Peter Dimond

Personal information
- Full name: Peter James Dimond
- Born: 28 November 1938 Dapto, New South Wales, Australia
- Died: 21 April 2021 (aged 82)

Playing information
- Position: Wing
Club
| Years | Team | Pld | T | G | FG | P |
| 1955–57 | Dapto |  |  |  |  |  |
| 1958–67 | Western Suburbs | 155 | 84 | 5 | 2 | 266 |
| 1968–69 | Souths (Newcastle) |  |  |  |  |  |
| 1970–72 | Maitland |  |  |  |  |  |
|  | Total | 155 | 84 | 5 | 2 | 266 |
Representative
| Years | Team | Pld | T | G | FG | P |
| 1957–69 | NSW Country | 3 | 0 | 2 | 0 | 4 |
| 1958–63 | New South Wales | 4 | 5 | 0 | 0 | 15 |
| 1958–66 | Australia | 10 | 3 | 0 | 0 | 9 |
| 1967 | NSW City | 1 | 0 | 0 | 0 | 0 |
- Source:
- Relatives: Craig Dimond (son) Bobby Dimond (brother)

= Peter Dimond =

Australia rugby league footballer (1938–2021)

Peter Dimond (28 November 1938 – 21 April 2021) was an Australian rugby league footballer who played his club rugby league for Western Suburbs. Born in Dapto, New South Wales, he is the younger brother of former Australian test player and New South Wales representative Bobby Dimond. He is also the father of former Illawarra Steelers, Cronulla Sharks and Canberra Raiders utility Craig Dimond. Peter was named both in the Western Suburbs Team of the Century and the Wests Tigers Team of the Century.

==Playing career==
Dimond was selected at age 14 in a New South Wales schoolboy side in a curtain raiser to the 1952 Australia and New Zealand Test match.

While still a teenager, Dimond was selected to represent Australia in three test matches against Great Britain. Peter Dimond joined Western Suburbs in 1958. He played in all four of the club's grand final losses to the great St. George side. They lost 20–9 in 1958 with Dimond playing , 22–0 in 1961, 9–6 in 1962 and 8–3 in 1963.

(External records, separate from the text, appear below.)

Issue #5679, opened 2025-10-03
[QA] Voice Chat | Wrong speaking state shown for silent users


Ludmilafantaniella:
### 🛠️ **Build version:**
`v0.94.0-alpha-dev-89d7634`

### 📔 **Issue Description:**
Some users are shown as “speaking” even when they are not talking.  
Example: Ludmi appears with the speaking indicator despite being silent.  

### 👣 **STR:** 
1. Join a Voice Chat session with multiple users.  
2. Observe speaking states while some users are silent.  

### ✔️ **Expected Result:**
Speaking indicator should only appear for users who are actively talking.  

### ❌ **Actual Result with evidence:**
Speaking indicator is shown for users who are not speaking.  

https://github.com/user-attachments/assets/4a7217b7-b5e4-4854-9d3d-04a6e5630837

### ➗ **Reproduction:**
⚠️ Intermittent – happens occasionally.  

#### 🖥️ **Operative system and additional Notes:**
Observed on Windows 11  and Mac
Likely related to mic/speaking detection logic

Issue #5493, opened 2025-09-18
[QA] Voice Chat | No mute indicator for speakers


Ludmilafantaniella:
### 🛠️ **Build version:**
`v0.89.0-alpha-feat/communities-voice-chat-fix-receiver-audio-quality-73264a3
`
### 📔 **Issue Description:**
When one or more speakers mute themselves in the voice chat, there is no visible indicator showing their muted status. The mute button exists in the code, but it has not been implemented in the UI yet.  

Design specification for the buttons is available here:  
[Voice Chat Buttons Spec – Figma](https://www.figma.com/design/E9FYn9t8mh9UNlKGhIKxgl/%F0%9F%97%BA%EF%B8%8F-Voice-Chat-%7C-Explorer-2.0-%7C-06-25?node-id=2041-23060&t=9wiMlslbcYRflxDW-0)

### 👣 **STR:** 

  1. Join a voice chat.
  2. Have one or more speakers mute themselves.
  3. Observe that there is no visible indicator showing that the speaker is muted.

### ✔️ **Expected Result:**
Speakers who mute themselves should have a clear visual indicator in the voice chat UI, as per the Figma design specification.

### ❌ **Actual Result with evidence:**
Muted speakers show no indicator; their status is indistinguishable from unmuted speakers.

https://github.com/user-attachments/assets/9f911578-3695-4a49-9e8c-1c5973c4c063

#### 🖥️ **Operative system and additional Notes:**
Windows and Mac

PR #5702, opened 2025-10-07
feat: Add  Muted State to Voice Chat 

fcolarich:
# Pull Request Description

## What does this PR change?
This adds the Mute state functionality to the Participant Entries inside the Voice Chat Panel.
This state is updates through the Participant Metadata from Livekit. We send a request to BE each time the user changes its microphone mute state and then BE notifies Livekit of this change, then Livekit updates the Metadata and notifies all participants.
This allows for quick change of the state in all users.

I also introduced a broad refactoring of the ParticipantEntry as well as several improvements to the ParticipantStateService, cleaning it up and reducing code duplication + an assortment of improvements here and there.

I also fixed an issue with the settings, as it was associated with the Voice Chat FF, but we are not testing with FF but with app-args, so I added the use of FeatureId and the check of the new FeaturesRegistry on top of the old one. So we can make the change gradually.

### ----------> BE ON ZONE! <----------------------
* First of all, make sure you can now see the Change Microphone dropdown in the settings! This should be fixed now even without the FF enabled (just by using the proper app-args). Also, make sure that this dropdown does not appear without the app-args please 🙏 
* Now the fun part, the participant entries now have more states than before (FUN), see attached image:
image

If the participant is a SPEAKER, they can be either:

* Speaking, when they are actually talking, 
* Muted, when they have muted the microphone
* Not Speaking, but not muted, so we dont show any text or icon underneat

Please check these states and make sure they are showing properly

I also introduced a spinner that will show after a moderator promotes a user that Raised a Hand to speaker, until the user is properly promoted (so in between the moderator pressed the ✅ and the participant is moved to the speakers list).
This spinner seems to be not spinning? I will address it afterwards as it should work 🤷
image

This addresses the following tickets:
#5493 
#5679 -> please check if you can reproduce this issue, It should be fixed, we can also check in another group voice call as it might not happen with few speakers.


Explorer/Assets/DCL/VoiceChat/CommunityVoiceChat/CommunityVoiceChatPresenter.cs
```diff
@@ -0,0 +1,364 @@
...
+
+            voiceChatOrchestrator.ParticipantsStateService.ParticipantsStateRefreshed += OnParticipantStateRefreshed;
+            voiceChatOrchestrator.ParticipantsStateService.ParticipantJoined += OnParticipantJoined;
+            voiceChatOrchestrator.ParticipantsStateService.ParticipantLeft += OnParticipantLeft;
+            voiceChatOrchestrator.CommunityCallStatus.OnUpdate += OnCommunityCallStatusUpdate;
+            voiceChatOrchestrator.CurrentCommunityId.OnUpdate += UpdateCommunityHeader;
+
+            roomManager.ConnectionEstablished += OnConnectionEstablished;
+            view.OpenListenersSection += OpenListenersSection;
+            view.CloseListenersSection += CloseListenersSection;
```
davidejensen, line 65: some events are not unsubbed in the dispose

Explorer/Assets/DCL/VoiceChat/CommunityVoiceChat/CommunityVoiceChatPresenter.cs
```diff
@@ -0,0 +1,364 @@
...
+        private void OnVoiceChatTypeChanged(VoiceChatType voiceChatType)
+        {
+            switch (voiceChatType)
+            {
+                case VoiceChatType.PRIVATE:
+                    Hide();
+                    break;
+                case VoiceChatType.COMMUNITY:
+                    Show();
+                    view.SetConnectedPanel(false);
```
davidejensen, line 219: can be moved to the show method I think

Explorer/Assets/DCL/VoiceChat/CommunityVoiceChat/CommunityVoiceChatPresenter.cs
fcolarich: damn yeah, I had it in my list to do that and forgot xD thank you for reminding!!!! 💪

Explorer/Assets/DCL/VoiceChat/CommunityVoiceChat/CommunityVoiceChatPresenter.cs
fcolarich: ah yeah totally!! good catch!

Explorer/Assets/DCL/FeatureFlags/FeaturesRegistry.cs
```diff
@@ -100,6 +100,14 @@ public void RegisterFeatureProvider(FeatureId featureId, IFeatureProvider provid
...
     {
         NONE = 0,
+        VOICE_CHAT = 1,
+        COMMUNITY_VOICE_CHAT = 2,
+        FRIENDS = 3,
+        FRIENDS_USER_BLOCKING = 4,
+        FRIENDS_ONLINE_STATUS = 5,
+        PROFILE_NAME_EDITOR = 6,
+        LOCAL_SCENE_DEVELOPMENT = 7,
+        CAMERA_REEL = 8,
```
davidejensen, line 110: make sure that this didn't mess up any settings feature flag bindings as changing the order can mess them up

davidejensen (approved):

DafGreco (approved):

- [🐛  ] On boarding with new account 
`Spawn point is not currently the on boarding world but this issue is happening on dev right now `
- [ ✅ ] Log In/Log Out
- [✅ ] Backpack and wearables in world
- [✅ ] Emotes in world and in backpack
- [✅ ] Teleport with map/coordinates/Jump In
- [✅ ] Chat and multiplayer
- [✅ ] Profile card
- [✅ ] Camera
- [✅ ] Skybox


Things tested on this PR :
✅ Both users muted 
✅ Both users talking 
✅Muted and talking in both platforms 

image (16)
Screenshot 2025-10-08 at 13 35 30 (2)

Issue #5789, opened 2025-10-13
[QA] Goerli | Lack of sync between platforms when using a piano


DafGreco:
### 🛠️ **Build version:**
0.95

### 📔 **Issue Description:**
When going to goerli you will be able to see that if you go with 2 accounts/ users to that scene and jump through the piano , the piano will get out of sync 

### 👣 **STR:** 

  1. Open app
  2. Go to goerli 84,1
  3. Start playing with another user the piano and jump over it 
  4. Check that piano start not having the same sync again after jumping and playing with it 
  

### ✔️ **Expected Result:**
Piano should get in sync between platforms when playing with it 

### ❌ **Actual Result with evidence:**
When going to goerli you will be able to see that if you go with 2 accounts/ users to that scene and jump through the piano , the piano will get out of sync 

##### 🔁 Always - (note)

https://github.com/user-attachments/assets/5fd8d7dd-72bf-4757-88ee-77c876cf0b4a
[Player (3).log](https://github.com/user-attachments/files/22882193/Player.3.log)

#### 🖥️ **Operative system and additional Notes:**
This issue happens in both platforms

PR #5841, opened 2025-10-16
Fix: Prevent `InvalidOperationException: Collection was modified; enumeration operation may not execute`

mikhail-dcl:
Along with the recent changes from `dev` this should fix https://github.com/decentraland/unity-explorer/issues/5789


pravusjif (approved):
nice catch!

Issue #5773, opened 2025-10-10
[QA] Platforms  | User's avatar shakes when getting on a moving platform


DafGreco:
### 🛠️ **Build version:**
0.95

### 📔 **Issue Description:**
User's avatar shakes when getting on a moving platform

### 👣 **STR:** 

  1. Open app
  2. Go to art gallery location` -88,-66`
  3. Get on the elevator 
  4. Check that avatar shakes when going up 

### ✔️ **Expected Result:**
User's avatar should not shake when getting on a moving platform

### ❌ **Actual Result with evidence:**
User's avatar shakes when getting on a moving platform

##### 🔁 Always - (note)

https://github.com/user-attachments/assets/faf146c0-fe62-4f1e-a043-46c5f5470d2c

#### 🖥️ **Operative system and additional Notes:**
This issue happens in both platforms

PR #5870, opened 2025-10-17
fix: moving platforms jitter

daniele-dcl:
# Pull Request Description

Fixes https://github.com/decentraland/unity-explorer/issues/5773

## Test Instructions
When going up and down the elevator at `-88,-66` (in the Art Gallery, like reported in the ticket) there should be no shaking / jittering of the avatar.

## Implementation Notes
The jittering is caused by the fact that there is a system in the global world checking the transform of the moving platform, to see if its position or rotation changed. The problem is that the transforms of scene objects are updated by the scene world which has throttling and is updated at a lower frequency, so the transform of the platform seems to not be moving for a few frames, even if it is.

The solution consists of storing the scene tick in the platform component, and only check the "is moving" / "is rotating" checks once per scene tick. This works on the assumption that the platform the avatar is hitting is in the current scene. AFAIK there is no way of associating an arbitrary `GameObject` (hit by the raycast) to the scene it belongs to.


balducciv (approved):
✔️ PR reviewed and approved by QA on both platforms following instructions.

Regressions for this ticket had been performed in both Windows and Mac to verify that the normal flow is working as expected:

[ ✔️ ] Log In/Log Out
[ ✔️ ] Backpack and wearables in world
[ ✔️ ] Emotes in world and in backpack
[ ✔️ ] Teleport with map/coordinates/Jump In
[ ✔️ ] Chat and multiplayer
[ ✔️ ] Profile card
[ ✔️ ] Camera
[ ✔️ ] Skybox
[ ✔️ ] Settings

Evidence:

Windows:

https://github.com/user-attachments/assets/31f91d9c-ece1-426e-ad78-61d3cc955d48

Mac:

https://github.com/user-attachments/assets/1f5317e4-bb9a-49e6-8145-e984f64ea5a7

He was called up to play on the Kangaroo tour in 1963-64 where he played in all six test matches. His tour highlight being his two tries in his country's 50–12 victory at Station Road, Swinton near Manchester that was dubbed the 'Swinton Massacre' and it was also the match that secured the Ashes for Australia on British soil for the first time. His final appearance in the Australian team came in the third and deciding test match against Great Britain in 1966 when Australia again retained the Ashes. At the time he left the club, Dimond held the record of a total of 83 tries for Western Suburbs. After leaving Western Suburbs he played out the rest of his career for a local Newcastle team in the early 1970s.

==Accolades==
On Friday 24 September 2004 the Western Suburbs Magpies honoured their greatest ever players by naming their Team of the Century. Dimond was named on the wing. In 2008 the Western Suburbs Magpies celebrated their centenary by inducting six inaugural members into the club's Hall of Fame. These six included Dimond.

In 2010 Dimond was named in a South Newcastle Team of the century.